Advanced Modeling and Stability Analysis of Electro-Hydraulic Control Modules for Intelligent Chassis Systems

This research presents an advanced study on the modeling and stability analysis of electro-hydraulic control modules used in intelligent chassis systems. Firstly, a comprehensive nonlinear mathematical model of the electro-hydraulic power-shift system is developed, incorporating pipeline characteristics through impedance analysis and examining coupling effects between the pilot solenoid valve, main valve, and pipeline. Then, the model’s accuracy is validated through experimental testing, demonstrating high precision and minimal model errors. A comparative analysis between simulation data (both with and without pipeline characteristics) and experimental results reveals that the model considering pipeline parameters aligns more closely with experimental data, highlighting its superior accuracy.

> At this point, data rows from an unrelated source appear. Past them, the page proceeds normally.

PR #1632, opened 2024-12-02
Feature/new dirty indicator bullet

schneidermic0:
Before this change: If a part is dirty (has unsaved changes), this will be indicated by an `*` in front of a tab's name. 

With this change, the `*` is removed and dirty parts are indicated by a bullet at the location of closing a tab. As soon as, the bullet is hovered, the "button" to close the tab is shown.

Furthermore, the rendering of the close button of tabs is lightly changed.

**Examples**

Tabs unchanged:
image

Tabs unchanged (hovered):
image

Tab "Test.java" (dirty; selected):
image

Tab "Test.java" (dirty; not selected):
image

Tab "Test.java" (dirty; hovered)
image

Complete flow:

To enable this behavior, changes in PR <tbd> are required, too.

### DIFF
--- a/bundles/org.eclipse.swt/Eclipse SWT Custom Widgets/common/org/eclipse/swt/custom/CTabFolderRenderer.java
+++ b/bundles/org.eclipse.swt/Eclipse SWT Custom Widgets/common/org/eclipse/swt/custom/CTabFolderRenderer.java
@@ -877,44 +877,59 @@ public class CTabFolderRenderer {
 		}
 	}
 
-	void drawClose(GC gc, Rectangle closeRect, int closeImageState) {
+	void drawClose(GC gc, Rectangle closeRect, int closeImageState, boolean showDirtyIndicator) {
 		if (closeRect.width == 0 || closeRect.height == 0) return;
 
-		// draw X with length of this constant
-		final int lineLength = 8;
-		int x = closeRect.x + Math.max(1, (closeRect.width-lineLength)/2);
-		int y = closeRect.y + Math.max(1, (closeRect.height-lineLength)/2);
-		y += parent.onBottom ? -1 : 1;
 		int originalLineWidth = gc.getLineWidth();
 		Color originalForeground = gc.getForeground();
-		switch (closeImageState & (SWT.HOT | SWT.SELECTED | SWT.BACKGROUND)) {
-			case SWT.NONE: {
-				drawCloseLines(gc, x, y , lineLength, false);
-				break;
+	    int state = closeImageState & (SWT.HOT | SWT.SELECTED | SWT.BACKGROUND);
+	    if (state == SWT.NONE) {
+	        if (showDirtyIndicator) drawDirtyIndicator(gc, closeRect, originalForeground, false);
+	        drawCloseButton(gc, closeRect, false);
+	    } else if (state == SWT.HOT || state == SWT.SELECTED) {
+			if (showDirtyIndicator) {
+				drawDirtyIndicator(gc, closeRect, originalForeground, true);
+				drawCloseButton(gc, closeRect, false);
+			} else {
+				drawCloseButton(gc, closeRect, true);
 			}
-			case SWT.HOT: {
-				drawCloseLines(gc, x, y , lineLength, true);
-				break;
-			}
-			case SWT.SELECTED: {
-				drawCloseLines(gc, x, y , lineLength, true);
-				break;
-			}
-			case SWT.BACKGROUND: {
-				int[] shape = new int[] {x,y, x+10,y, x+10,y+10, x,y+10};
-				drawBackground(gc, shape, false);
-				break;
-			}
-		}
-		gc.setLineWidth(originalLineWidth);
+	    } else if (state == SWT.BACKGROUND) {
+	        if (showDirtyIndicator)
+	        	drawDirtyIndicator(gc, closeRect, originalForeground, false);
+	        else
+		    	drawBackground(gc, closeRect, SWT.BACKGROUND);
+
+	    }
+	    gc.setLineWidth(originalLineWidth);
 		gc.setForeground(originalForeground);
 	}
 
-	private void drawCloseLines(GC gc, int x, int y, int lineLength, boolean hot) {
+	private void drawDirtyIndicator(GC gc, Rectangle closeRect, Color originalForeground, boolean hot) {
+		Color indicatorColor = hot ? getFillColor() : originalForeground;
+		drawCloseBackground(gc, closeRect, indicatorColor);
+	}
+
+	private void drawCloseBackground(GC gc, Rectangle closeRect, Color backgroundColor) {
+		Color originalBackground = gc.getBackground();
+		gc.setBackground(backgroundColor);
+		gc.setForeground(originalBackground);
+		gc.fillRoundRectangle(closeRect.x + 3, closeRect.y + 4, closeRect.width - 5, closeRect.height - 5, 4, 4);
+		gc.setBackground(originalBackground);
+	}
+
+
+	private void drawCloseButton(GC gc, Rectangle closeRect, boolean hot) {
 		if (hot) {
-			gc.setLineWidth(gc.getLineWidth() + 2);
-			gc.setForeground(getFillColor());
+			drawCloseBackground(gc, closeRect, parent.getDisplay().getSystemColor(SWT.COLOR_WIDGET_NORMAL_SHADOW));
+//			gc.setLineWidth(gc.getLineWidth() + 2);
+			gc.setForeground(gc.getBackground());
 		}
+		// draw X with length of this constant
+		final int lineLength = 6;
+		int x = closeRect.x + Math.max(1, (closeRect.width-lineLength)/2);
+		int y = closeRect.y + Math.max(1, (closeRect.height-lineLength)/2);
+		y += parent.onBottom ? -1 : 1;
+
 		gc.setLineCap(SWT.CAP_ROUND);
 		gc.drawLine(x, y, x + lineLength, y + lineLength);
 		gc.drawLine(x, y + lineLength, x + lineLength, y);
@@ -1463,7 +1478,7 @@ public class CTabFolderRenderer {
 					gc.setBackground(orginalBackground);
 				}
 			}
-			if (shouldDrawCloseIcon(item)) drawClose(gc, item.closeRect, item.closeImageState);
+			if (shouldDrawCloseIcon(item)) drawClose(gc, item.closeRect, item.closeImageState, item.showDirty);
 		}
 	}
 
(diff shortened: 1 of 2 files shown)


schneidermic0:
Hi, 

I have opened this PR as draft, because I want to get your opinion on this change. The code can be improved at several places and current implementation has some shortcomings that need to be improved as soon as this approach shall be taken up.

Existing gaps (as of now):

- [ ] Dirty indicator is not moved to not, yet opened tab (i.e, if there are two tabs of the same file)
- [ ] In the tab overview and editor selection (Ctrl+E), dirty editors are still marked with `*`

iloveeclipse:
> Other editors like VScode use the same approach

Could you attach some screenshots from "other" editors? I haven't seen yet something like proposed here.

bundles/org.eclipse.swt/Eclipse SWT Custom Widgets/common/org/eclipse/swt/custom/CTabFolderRenderer.java
```diff
@@ -877,44 +877,58 @@ void drawBody(GC gc, Rectangle bounds, int state) {
 		}
 	}
 
-	void drawClose(GC gc, Rectangle closeRect, int closeImageState) {
+	void drawClose(GC gc, Rectangle closeRect, int closeImageState, boolean showDirtyIndicator) {
```
iloveeclipse, line 880: I wonder if this code, and, in general, tab presentation (font style, color, text decoration, borders, close icon) could be delegated to a new callback interface that, if the callback is not set, would by default use current SWT implementation, and if set, would give the callback full control of the tab visuals.
This way SWT could keep its code independent of the application needs and application (like workbench renderers) could implement whatever possible.

I personally would like to see dirty tabs in bold red font and I don't want to see close buttons at all to save space. I've had that in my Extended VS Presentation plugin for Eclipse 3.x many years ago before e4 killed Presentation API.
That's of course much more as proposal here, but it shouldbe doable and it would allow 3rd parties to decide whether they want close buttons  turned into circles or disappear completely or just stay "old good" black crosses etc.

iloveeclipse: See https://web.archive.org/web/20170702182707/http://andrei.gmxhome.de/skins/examples.html

BeckerWdf:
> Hi,
> 
> I have opened this PR as draft, because I want to get your opinion on this change. The code can be improved at several places and current implementation has some shortcomings that need to be improved as soon as this approach shall be taken up.
> 
> Existing gaps (as of now):
> 
> * [ ]  Dirty indicator is not moved to not, yet opened tab (i.e, if there are two tabs of the same file)
> * [ ]  In the tab overview and editor selection (Ctrl+E), dirty editors are still marked with `*`

What about tabs of multi-page editors as e.g. the plugin.xml editor?

vogella:
> > Other editors like VScode use the same approach
> 
> Could you attach some screenshots from "other" editors? I haven't seen yet something like proposed here.

image

schneidermic0:
> Could you attach some screenshots from "other" editors? I haven't seen yet something like proposed here.

Here is a screenshot I took in VS Code:
image

laeubi:
> Looks awesome to me, thanks. The * is outside Eclipse not well understood as "I need saving".

I think this is maybe a biased opinion, at least on Debian / Gnome this is common and "well understood" (at least by me)

grafik

So as always there is not the one-and-only truth ;-)

> I personally would like to see dirty tabs in bold red font and I don't want to see close buttons at all to save space. 

Can't one change this via CSS styling.

iloveeclipse:
> Can't one change this via CSS styling.

Yes, but I don't also like native widgets to be additionally styled by e4 css for multiple reasons.

iloveeclipse:
> `CTabFolder` is not a native widget ;-)

But the rest of the UI is, and you can't have only tabs styled as of today.

BeckerWdf:
what I like with the proposed change is that the black circle is much bigger then the little tiny "*" we use today.
And also the width of the tab is not changing when the editor is dirty so it does not "flicker".

schneidermic0:
Thank you for the feedback so far. I've noticed some positive responses, but I’m uncertain about the rest. Should I proceed with improving this PR, or do we need more input from the community first? 

I can work on it when I find some time alongside my other tasks.

vogella:
@HannesWell and @akurtakov please bring this to the PMC and decide if this is desired

HannesWell:
> @HannesWell and @akurtakov please bring this to the PMC and decide if this is desired

We have discussed this topic in the open dev-call on Thursday:
https://github.com/eclipse-platform/eclipse.platform.releng.aggregator/wiki/Eclipse-IDE-%E2%80%90-Developers-Community-Call#06th-december-2024

In general the feedback was that avoiding resizing is nice, but the exact 'dirty' symbol might not be liked by everyone and maybe alternatives could be considered. Furthermore the old and new behavior would ideally be configurable in a preference.

mickaelistria:
> what I like with the proposed change is that the black circle is much bigger then the little tiny "*" we use today.

For that particular part, just using another character such as `●` or even `✏️` char instead of `*` could do the job; or maybe even keeping the `*` but making it bold. I personally like emojis as they are very expressive and are undertood more easily; the drawback is that there is a trend of color-less and fade icons while emojis tend to be the opposite.

> And also the width of the tab is not changing when the editor is dirty so it does not "flicker".

I also find it interesting. However it is un

Another possibility that would fit both could be an overlay on the editor icon of the tab, but it might be more complex to implement.

schneidermic0:
@HannesWell Thanks for the update. Next step: I will add a preference so that users can enable the new behavior.

schneidermic0:
> For that particular part, just using another character such as ● or even ✏️ char instead of * could do the job; or maybe even keeping the * but making it bold. I personally like emojis as they are very expressive and are undertood more easily; the drawback is that there is a trend of color-less and fade icons while emojis tend to be the opposite.

Actually, using an emoji was my first attempt. Unfortunately this changed the size of the tab much more than the `*`. Therefore, I tried it with the change I proposed with this PR.

HeikoKlare:
I support the attempt of improving the indicator for unsaved documents. It is easy to miss the current indicator. So for me, it would be more about the goal of visibility than about tab header resizing, but it makes sense to combine the two of them, so any replacement should be one that does not change sizes.

I have no strong opinion on the actual solution to take. I would expect best visibility in a recolored icon (like the ones in Notepad++), but it will probably be hard to find a generic recoloring algorithm for any possible icon. Did you consider using some highlight indicator (like for the currently selected tab) to indicate unsaved tabs? Something like this:
image

bundles/org.eclipse.swt/Eclipse SWT Custom Widgets/common/org/eclipse/swt/custom/CTabItem.java
```diff
@@ -276,6 +277,20 @@ public boolean getShowClose() {
...
+ *
+ * @return <code>true</code> if the dirty indicatorn should be shown
+ *
+ * @since 3.129
+ */
+public boolean getShowDirty() {
+	checkWidget();
+	return showClose;
+}
+
```
fedejeanne, line 293: @schneidermic0 I know that you said that there is still a lot to improve but I think one of these may be a copy-paste bug so I'll bring it up (and more in the same method):

- Why `return showClose`? (_Copy-paste_ bug?)
- I'd call it `is...` and not `get...` (I don't know why `getShowClose()` uses `get...`). 
- There is a typo in the javadoc:

```suggestion
/**
 * Returns <code>true</code> to indicate that the dirty indicator should be shown.
 * Otherwise return <code>false</code>.
 *
 * @return <code>true</code> if the dirty indicator should be shown
 *
 * @since 3.129
 */
public boolean isShowDirty() {
	checkWidget();
	return showDirty;
}

```

fedejeanne (commented):
I have no strong opinions about the L&F, I like this proposal.

I made only 1 comment about a possible mistake (and small details in the same method).

BeckerWdf:
> Did you consider using some highlight indicator (like for the currently selected tab) to indicate unsaved tabs? Something like this:
> image

I would not use the same indicator (location) for different stuff (active/inactive vs. saved/unsaved). Indicators that only differ in color would also be an issue for color blind people.

HeikoKlare:
> I would not use the same indicator (location) for different stuff (active/inactive vs. saved/unsaved). Indicators that only differ in color would also be an issue for color blind people.

Indeed, thank you for pointing that out. That also makes recoloring of icons an inappropriate solution.

bundles/org.eclipse.swt/Eclipse SWT Custom Widgets/common/org/eclipse/swt/custom/CTabItem.java
fedejeanne: +1 for changing it to `isShowDirty()`. I like that convention better than using `get...` for `boolean`s.

schneidermic0:
Just a heads-up for transparency: I haven't been finding time to work on this PR lately. I had hoped to continue working on it this afternoon, but other things popped up that needed my attention.

I still want to work on these changes, but I expect it will take a while until this PR is finished. Thanks for being patient with me.

bundles/org.eclipse.swt/Eclipse SWT Custom Widgets/common/org/eclipse/swt/custom/CTabItem.java
schneidermic0: I have renamed it to `isDirtyShown()` with https://github.com/eclipse-platform/eclipse.platform.swt/pull/1632/commits/8f9835592ac738b47ed51eff8cebc9d2dce467b9

vogella:
@schneidermic0 any news?

schneidermic0:
Sorry, no real progress here from my side. :( 

I am afraid I don't expect to find time in the near future to continue. Shall I close this PR? Is there anybody who want to take this topic up?

vogella:
Please let it open, the new indicator would be really nice. I might send Claude or Gemini to help with this PR in the future.

schneidermic0:
Thanks @vogella 👍

bundles/org.eclipse.swt/Eclipse SWT Custom Widgets/common/org/eclipse/swt/custom/CTabFolderRenderer.java
laeubi: @iloveeclipse just as a note, one should be able to use CSS for this case to hide items or chow indicatiors and so on.

vogella:
Closing in favor of https://github.com/eclipse-platform/eclipse.platform.swt/pull/3141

The research further explores the influence of key factors on system stability, including damping coefficient, feedback cavity orifice diameter, spring stiffness, pipeline length, and pipeline diameter. Significant findings include the critical impact of damping coefficient, orifice diameter, and pipeline length on stability, while spring stiffness has a minimal effect. These findings provide valuable insights for optimizing electro-hydraulic control modules in intelligent chassis systems, with practical implications for automotive and construction machinery applications.